→ **TASK**:
Print each of the records below, leaving every word as it is.
Segment Start: TASK DATA
PR #1669, opened 2025-09-15
Fixing status not appear in deprecated PreflightValidationOCP

TomerNewman:
When creating  PreflightValidationOCP with v1beta1 version a new resource with v1beta2 version is created as expected, but the status is only appear in v1beta2 and not in the v1beta1 one.
This is happening because the conversion webhook was not well defined in the CRD.
This commit fixes it by adding into the PreflightValidationOCP CRD a conversion between v1beta1 and v1beta2.

---

/assign @yevgeny-shnaidman @ybettan


ybettan:
/lgtm
@TomerNewman We need to make sure to backport it to the `release-2.5` branch.

PR #1680, opened 2025-10-22
Updating all images to default to the `release-2.5` tag.

ybettan:
We should be able to checkout the release branch and just run `make deploy` or `oc apply -k config/default` and get the release-2.5 version deployed.


ybettan:
/override security
Command injection is in a test file:
```
 ✗ [LOW] Command Injection
   Path: internal/worker/cmdlog_test.go, line 58
   Info: Unsanitized input from a CLI argument flows into os.exec.Command, where it is used as a shell command. This may result in a Command Injection vulnerability.
```

PR #1805, opened 2026-06-03
Release 2.5 - Fix device plugin pod not evicted during node drain

TomerNewman:
When a node is drained, the device plugin DaemonSet pod remains running because DaemonSet pods auto-tolerate NoSchedule taints and the only nodeSelector was the kmm-ready label (which stays while the kmod is loaded). This creates a deadlock: the unloader cannot run while the device plugin holds device files, and the device plugin won't leave because kmm-ready is never removed.

Introduce a new device-plugin-target node label managed by the DevicePluginReconciler. The DaemonSet nodeSelector now requires both kmm-ready AND device-plugin-target. The DevicePluginReconciler watches node taint changes: it adds device-plugin-target to schedulable nodes matching the Module selector, and removes it from unschedulable nodes. This causes the DaemonSet controller to evict the device plugin pod during drain, breaking the deadlock.

---

---

cherrypick [failed](https://github.com/rh-ecosystem-edge/kernel-module-management/pull/1802#issuecomment-4612660544) due to conflicts

### DIFF
--- a/internal/controllers/device_plugin_reconciler.go
+++ b/internal/controllers/device_plugin_reconciler.go
@@ -34,8 +34,10 @@ import (
 	"k8s.io/apimachinery/pkg/runtime"
 	"k8s.io/utils/ptr"
 	ctrl "sigs.k8s.io/controller-runtime"
+	"sigs.k8s.io/controller-runtime/pkg/builder"
 	"sigs.k8s.io/controller-runtime/pkg/client"
 	"sigs.k8s.io/controller-runtime/pkg/controller/controllerutil"
+	"sigs.k8s.io/controller-runtime/pkg/handler"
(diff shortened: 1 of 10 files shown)


TomerNewman:
/override ci/prow/security

failed because of a test file, not related to the KMM code

ybettan:
/hold
We need to wait for https://github.com/rh-ecosystem-edge/kernel-module-management/pull/1803 to merge first. 

Using `/cherry-pick release-2.5` on https://github.com/rh-ecosystem-edge/kernel-module-management/pull/1803 once merged is usually what we do to emphasize that this is an automated cherry-pick. No need to close this one but just for info.

We can merge it once the fix is backported to 2.6

ybettan:
/unhold
It was merged faster than expected :)

PR #1830, opened 2026-06-24
Restrict device plugin hostPath volumes to allowed prefixes

TomerNewman:
Add webhook validation that rejects hostPath volumes in spec.devicePlugin.volumes unless the path resolves under /dev, /sys, /var or /opt. This prevents device plugins from mounting arbitrary host directories such as / or /etc.

---

failed to auto cherrypick due to conflicts


TomerNewman:
/override ci/prow/security
failed on a test file

PR #1831, opened 2026-06-24
Restrict device plugin hostPath volumes to allowed prefixes

TomerNewman:
Add webhook validation that rejects hostPath volumes in spec.devicePlugin.volumes unless the path resolves under /dev, /sys, /var or /opt. This prevents device plugins from mounting arbitrary host directories such as / or /etc.

---

/hold lets wait for #1830
failed to auto-cherrypick due to conflicts

### DIFF
--- a/internal/webhook/module.go
+++ b/internal/webhook/module.go
@@ -20,6 +20,8 @@ import (
 	"context"
 	"errors"
 	"fmt"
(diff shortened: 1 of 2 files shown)


TomerNewman:
/override ci/prow/security
failed on a test file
Segment End: TASK DATA
→ **EXERCISE RESPONSE**:
PR #1669, opened 2025-09-15
Fixing status not appear in deprecated PreflightValidationOCP

TomerNewman:
When creating  PreflightValidationOCP with v1beta1 version a new resource with v1beta2 version is created as expected, but the status is only appear in v1beta2 and not in the v1beta1 one.
This is happening because the conversion webhook was not well defined in the CRD.
This commit fixes it by adding into the PreflightValidationOCP CRD a conversion between v1beta1 and v1beta2.

---

/assign @yevgeny-shnaidman @ybettan


ybettan:
/lgtm
@TomerNewman We need to make sure to backport it to the `release-2.5` branch.

PR #1680, opened 2025-10-22
Updating all images to default to the `release-2.5` tag.

ybettan:
We should be able to checkout the release branch and just run `make deploy` or `oc apply -k config/default` and get the release-2.5 version deployed.


ybettan:
/override security
Command injection is in a test file:
```
 ✗ [LOW] Command Injection
   Path: internal/worker/cmdlog_test.go, line 58
   Info: Unsanitized input from a CLI argument flows into os.exec.Command, where it is used as a shell command. This may result in a Command Injection vulnerability.
```

PR #1805, opened 2026-06-03
Release 2.5 - Fix device plugin pod not evicted during node drain

TomerNewman:
When a node is drained, the device plugin DaemonSet pod remains running because DaemonSet pods auto-tolerate NoSchedule taints and the only nodeSelector was the kmm-ready label (which stays while the kmod is loaded). This creates a deadlock: the unloader cannot run while the device plugin holds device files, and the device plugin won't leave because kmm-ready is never removed.

Introduce a new device-plugin-target node label managed by the DevicePluginReconciler. The DaemonSet nodeSelector now requires both kmm-ready AND device-plugin-target. The DevicePluginReconciler watches node taint changes: it adds device-plugin-target to schedulable nodes matching the Module selector, and removes it from unschedulable nodes. This causes the DaemonSet controller to evict the device plugin pod during drain, breaking the deadlock.

---

---

cherrypick [failed](https://github.com/rh-ecosystem-edge/kernel-module-management/pull/1802#issuecomment-4612660544) due to conflicts

### DIFF
--- a/internal/controllers/device_plugin_reconciler.go
+++ b/internal/controllers/device_plugin_reconciler.go
@@ -34,8 +34,10 @@ import (
 	"k8s.io/apimachinery/pkg/runtime"
 	"k8s.io/utils/ptr"
 	ctrl "sigs.k8s.io/controller-runtime"
+	"sigs.k8s.io/controller-runtime/pkg/builder"
 	"sigs.k8s.io/controller-runtime/pkg/client"
 	"sigs.k8s.io/controller-runtime/pkg/controller/controllerutil"
+	"sigs.k8s.io/controller-runtime/pkg/handler"
(diff shortened: 1 of 10 files shown)


TomerNewman:
/override ci/prow/security

failed because of a test file, not related to the KMM code

ybettan:
/hold
We need to wait for https://github.com/rh-ecosystem-edge/kernel-module-management/pull/1803 to merge first. 

Using `/cherry-pick release-2.5` on https://github.com/rh-ecosystem-edge/kernel-module-management/pull/1803 once merged is usually what we do to emphasize that this is an automated cherry-pick. No need to close this one but just for info.

We can merge it once the fix is backported to 2.6

ybettan:
/unhold
It was merged faster than expected :)

PR #1830, opened 2026-06-24
Restrict device plugin hostPath volumes to allowed prefixes

TomerNewman:
Add webhook validation that rejects hostPath volumes in spec.devicePlugin.volumes unless the path resolves under /dev, /sys, /var or /opt. This prevents device plugins from mounting arbitrary host directories such as / or /etc.

---

failed to auto cherrypick due to conflicts


TomerNewman:
/override ci/prow/security
failed on a test file

PR #1831, opened 2026-06-24
Restrict device plugin hostPath volumes to allowed prefixes

TomerNewman:
Add webhook validation that rejects hostPath volumes in spec.devicePlugin.volumes unless the path resolves under /dev, /sys, /var or /opt. This prevents device plugins from mounting arbitrary host directories such as / or /etc.

---

/hold lets wait for #1830
failed to auto-cherrypick due to conflicts

### DIFF
--- a/internal/webhook/module.go
+++ b/internal/webhook/module.go
@@ -20,6 +20,8 @@ import (
 	"context"
 	"errors"
 	"fmt"
(diff shortened: 1 of 2 files shown)


TomerNewman:
/override ci/prow/security
failed on a test file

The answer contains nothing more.